## ACTIVITY
Report, word for word, every line of the material that contains "fredkiefer".

*** RECORDS SUPPLIED ***

PR #29, opened 2020-09-18
x11/XGServerWindow.m: removed WindowMaker appicon hack

trunkmaster:
The removed code removed creates and maps zero-sized window in hope that WindowMaker will recognize app by this event and  create app icon window. Although when application requests window for appicon through the `-window::::` method call, it returns newly created and mapped window. This actually happens but application icon flickers between WM icon creation and application icon window appearance.

This fix based on the fact that root application window (ROOT) is mapped in `-orderwindow:::` and this is the event of application recognition by WindowMaker because it is a first application window that is mapped.

I've made tests on WindowMaker and NextSpace Workspace WM with ART and Cairo backends. Applications started with double-click is started with 'highlighted' icon and then normal icon without interim state - empty tile background with little white square at the center. It looks as more smooth application startup.

### DIFF
--- a/Source/x11/XGServerWindow.m
+++ b/Source/x11/XGServerWindow.m
@@ -77,8 +77,6 @@
 
 
 static BOOL handlesWindowDecorations = YES;
-// static int _wmAppIcon = -1;
-
 
 #define WINDOW_WITH_TAG(windowNumber) (gswindow_device_t *)NSMapGet(windowtags, (void *)(uintptr_t)windowNumber)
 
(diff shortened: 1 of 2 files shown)


Source/x11/XGServerWindow.m
```diff
@@ -77,7 +77,7 @@
 
 
 static BOOL handlesWindowDecorations = YES;
-static int _wmAppIcon = -1;
+// static int _wmAppIcon = -1;
```
fredkiefer, line 80: Please remove the code completely before merging this patch.

Source/x11/XGServerWindow.m
```diff
@@ -1606,16 +1606,16 @@ - (void) _setupRootWindow
    * generates some temporary windows to determine the window frame offsets
    * and reuse the icon window once the real app icon window is allocated.
    */
```
fredkiefer, line 1608: Please remove this comment as well.

Source/x11/XGServerWindow.m
```diff
@@ -1884,16 +1884,16 @@ - (int) window: (NSRect)frame : (NSBackingStoreType)type : (unsigned int)style
   /* WindowMaker hack: Reuse the empty app icon allocated in _setupRootWindow
    * for the real app icon.
    */
```
fredkiefer, line 1886: Again the code and the comment need to be removed completely.

fredkiefer (approved):
As this change affects only WindowMake behaviour I completely trust you that this improve the user experience.

Please don't just comment out the code but remove it completely instead.

trunkmaster:
Of course, it's my fault! Commented out code was removed.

*** End of RECORDS SUPPLIED ***

## TASK SOLUTION
fredkiefer, line 80: Please remove the code completely before merging this patch.
fredkiefer, line 1608: Please remove this comment as well.
fredkiefer, line 1886: Again the code and the comment need to be removed completely.
fredkiefer (approved):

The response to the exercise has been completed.